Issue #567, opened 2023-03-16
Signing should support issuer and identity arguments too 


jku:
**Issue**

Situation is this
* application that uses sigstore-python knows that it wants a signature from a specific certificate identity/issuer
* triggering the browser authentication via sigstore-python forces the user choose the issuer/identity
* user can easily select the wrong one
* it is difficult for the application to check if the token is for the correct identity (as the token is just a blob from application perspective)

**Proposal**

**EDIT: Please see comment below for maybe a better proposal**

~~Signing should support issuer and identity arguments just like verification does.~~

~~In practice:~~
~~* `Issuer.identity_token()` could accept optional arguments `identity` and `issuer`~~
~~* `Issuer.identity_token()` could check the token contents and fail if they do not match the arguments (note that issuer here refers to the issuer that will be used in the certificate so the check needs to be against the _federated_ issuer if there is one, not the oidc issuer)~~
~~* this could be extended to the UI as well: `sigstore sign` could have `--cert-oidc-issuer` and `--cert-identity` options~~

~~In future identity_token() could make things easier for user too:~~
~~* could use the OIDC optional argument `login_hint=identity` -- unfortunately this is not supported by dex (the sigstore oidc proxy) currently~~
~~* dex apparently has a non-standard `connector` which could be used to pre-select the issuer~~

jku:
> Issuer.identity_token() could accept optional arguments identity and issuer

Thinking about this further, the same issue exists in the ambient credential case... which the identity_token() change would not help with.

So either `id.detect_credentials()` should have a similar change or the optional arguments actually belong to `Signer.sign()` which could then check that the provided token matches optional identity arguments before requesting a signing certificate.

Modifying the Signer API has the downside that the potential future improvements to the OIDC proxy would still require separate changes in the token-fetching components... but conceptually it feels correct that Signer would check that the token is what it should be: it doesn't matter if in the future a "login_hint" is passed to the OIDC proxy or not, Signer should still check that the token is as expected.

:::::

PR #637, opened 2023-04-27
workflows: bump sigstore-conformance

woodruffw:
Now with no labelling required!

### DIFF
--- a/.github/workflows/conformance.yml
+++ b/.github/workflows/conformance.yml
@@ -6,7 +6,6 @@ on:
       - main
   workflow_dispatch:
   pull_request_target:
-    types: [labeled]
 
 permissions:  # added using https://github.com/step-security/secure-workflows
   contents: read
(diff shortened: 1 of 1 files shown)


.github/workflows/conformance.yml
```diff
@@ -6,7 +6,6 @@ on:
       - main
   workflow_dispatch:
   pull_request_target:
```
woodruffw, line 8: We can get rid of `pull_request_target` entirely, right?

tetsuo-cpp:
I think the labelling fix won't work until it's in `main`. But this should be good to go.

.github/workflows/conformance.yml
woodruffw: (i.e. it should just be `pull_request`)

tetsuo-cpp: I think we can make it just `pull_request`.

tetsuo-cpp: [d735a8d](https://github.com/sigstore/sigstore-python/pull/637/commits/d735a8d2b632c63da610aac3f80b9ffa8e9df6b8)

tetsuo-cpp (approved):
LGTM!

:::::

> **Activity**: Write out exactly the lines above between the line with "Issue #567, opened 2023-03-16" and the line with "oidc proxy) currently~~", inclusive, and nothing beyond them.

> **Final answer**:
Issue #567, opened 2023-03-16
Signing should support issuer and identity arguments too 


jku:
**Issue**

Situation is this
* application that uses sigstore-python knows that it wants a signature from a specific certificate identity/issuer
* triggering the browser authentication via sigstore-python forces the user choose the issuer/identity
* user can easily select the wrong one
* it is difficult for the application to check if the token is for the correct identity (as the token is just a blob from application perspective)

**Proposal**

**EDIT: Please see comment below for maybe a better proposal**

~~Signing should support issuer and identity arguments just like verification does.~~

~~In practice:~~
~~* `Issuer.identity_token()` could accept optional arguments `identity` and `issuer`~~
~~* `Issuer.identity_token()` could check the token contents and fail if they do not match the arguments (note that issuer here refers to the issuer that will be used in the certificate so the check needs to be against the _federated_ issuer if there is one, not the oidc issuer)~~
~~* this could be extended to the UI as well: `sigstore sign` could have `--cert-oidc-issuer` and `--cert-identity` options~~

~~In future identity_token() could make things easier for user too:~~
~~* could use the OIDC optional argument `login_hint=identity` -- unfortunately this is not supported by dex (the sigstore oidc proxy) currently~~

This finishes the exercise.